I use 2.0.7 and it works like a charm AP mode and everything. It can be found here http://code.google.com/p/android-wifi-tether/ as well as the more current versions


----------



## bobcaruso (Sep 13, 2011)

goatastic said:


> I use 2.0.7 and it works like a charm AP mode and everything. It can be found here http://code.google.c...id-wifi-tether/ as well as the more current versions


Are you using encryption? can you go to Menu->Show Log and post it here?


----------



## JonElCanche (Jun 12, 2011)

All the wifi tether apps show up in my status bar like they are workig but no device can find anything when scanning for wifi.
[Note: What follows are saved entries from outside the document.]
PR #609, opened 2023-01-16
fixed hostname not split (+) in python

erikfrojdh:
Since we do the splitting from string to vector of string in the CmdProxy it got omitted from the python code. This PR adds a fix to the python API. 

The parsing function is also factored out to allow for unit testing.


thattil (approved):
LGTM

PR #615, opened 2023-01-16
added missing equality operator for DurationWrapper in Python

erikfrojdh:
This restores the behavior for Mythen3 exposure times. Meaning as long as all the exposure times are the same the python interface returns a single value. 

The regression happened when moving form the python datetime.timedelta to our sls::DurationWrapper.


thattil (approved):
LGTM

PR #638, opened 2023-01-26
fix to access to shared memory that doesnt exist

thattil:


slsDetectorSoftware/src/SharedMemory.h
```diff
@@ -64,8 +64,23 @@ template <typename T> class SharedMemory {
             unmapSharedMemory();
     }
 
-    T *operator()() { return shared_struct; }
-    const T *operator()() const { return shared_struct; }
+    inline std::string getNoShmAccessMessage() const {
```
erikfrojdh, line 67: Could/should we make this a private function since the message is only used for the exception? I also think inline is not needed, usually the optimizer does it's thing anyway (even with inline it doesn't always get inlined)


```cpp
//alternative to avoid allocating the intermediate string. 
const char* noShmErrorMessage()
```

erikfrojdh (commented):
Small change in error message then merge?

slsDetectorSoftware/src/SharedMemory.h
thattil: makes sense. will do

PR #642, opened 2023-01-30
unicast udp_srcmac

thattil:
udp_srcmac can only be a unicast address (LSB of first octet must be 0)


slsSupportLib/include/sls/versionAPI.h
```diff
@@ -4,11 +4,11 @@
 #define RELEASE      "7.0.0.rc1"
```
erikfrojdh, line 4: ?

erikfrojdh (approved):

slsSupportLib/include/sls/versionAPI.h
thattil: Before it used to be called branch. In the end, its used in "versions" command as "packageversion"

PR #646, opened 2023-02-02
Fix rx arping socket bind

thattil:
- popen to execute arping was forking so it maintained that the socket was open (if it was forked when the udpsocket was open) when it was not anymore in a scropt of start and stop reciever. So Forking before calling popen and then moving delete udp pointer to after the listening threads are done running so that rx_arping cannot be set in between an acquiistion or when udp socket is already open.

Do I need to change a setting or something?

I have also tried WugPacked GB Tether Patch and still the same.


----------



## kaseykrehbiel (Jun 13, 2011)

goatastic said:


> I use 2.0.7 and it works like a charm AP mode and everything. It can be found here http://code.google.c...id-wifi-tether/ as well as the more current versions


I tried the Beta 3.x version and it did the same thing a previous poster reported - it said it was working but nothing could find the SSID. After installing the 2.0.7 version it worked perfectly. Two thumbs up!


----------



## bobcaruso (Sep 13, 2011)

kaseykrehbiel said:


> I tried the Beta 3.x version and it did the same thing a previous poster reported - it said it was working but nothing could find the SSID. After installing the 2.0.7 version it worked perfectly. Two thumbs up!


In AP or Adhoc mode? With WEP encryption? Can you go to Menu->Show Log in the app and post it here?


----------



## inswva (Oct 13, 2011)

bobcaruso said:


> In AP or Adhoc mode? With WEP encryption? Can you go to Menu->Show Log in the app and post it here?
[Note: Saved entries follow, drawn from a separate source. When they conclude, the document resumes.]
PR #659, opened 2023-02-14
fixed linking issue in arping and failing shm test

erikfrojdh:
Addresses two issues:

- one of the shm tests were failing since we throw on trying to get shm when it holds a nullptr. --> updated test
- linking issue in debug build of arping --> moved unnecessary static member to a local variable


thattil (approved):
LGTM

PR #690, opened 2023-03-15
ctb slow adc

thattil:
- reduced usleep to us precision
- trailing edge for reading data
- clk kept low after setting register


erikfrojdh (approved):

thattil:
Already resolved with #713  and new fimware. This PR is discarded.

PR #691, opened 2023-03-15
rx_arping handle sigchld

thattil:
rx_arping pclose gave -1 due to sigchld being ignored, fixed with sighandler doing a wait


erikfrojdh (approved):
LGTM, have some unrelated changes but we can look into them later.

PR #697, opened 2023-03-17
fix old server version in 64 bits

thattil:
check server version before initial checks, catch old server version exception, get old server version as 64 bit and print it along with exception


erikfrojdh (approved):
LGTM, best would of course be to also have a test for this...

I'm running Android Wifi Tether v2.0.7 in ad-hoc mode with WPA. I'm running 1.10.21 but it worked the same on 1.10.7. Here is a screen cap:


----------



## kaseykrehbiel (Jun 13, 2011)

bobcaruso said:


> In AP or Adhoc mode? With WEP encryption? Can you go to Menu->Show Log in the app and post it here?


AP mode. Worked great. My screen cap looks just like the one above.


----------



## bobcaruso (Sep 13, 2011)

kaseykrehbiel said:


> AP mode. Worked great. My screen cap looks just like the one above.


If your log is the same as above, you are in Adhoc mode (read the log)


----------



## jkpair (Sep 9, 2011)

Yeah that's definitely not ap mode.


----------



## BMc08GT (Jun 23, 2011)

Thread moved to general droid x section. Developer section is currently for releases only Thanks.


----------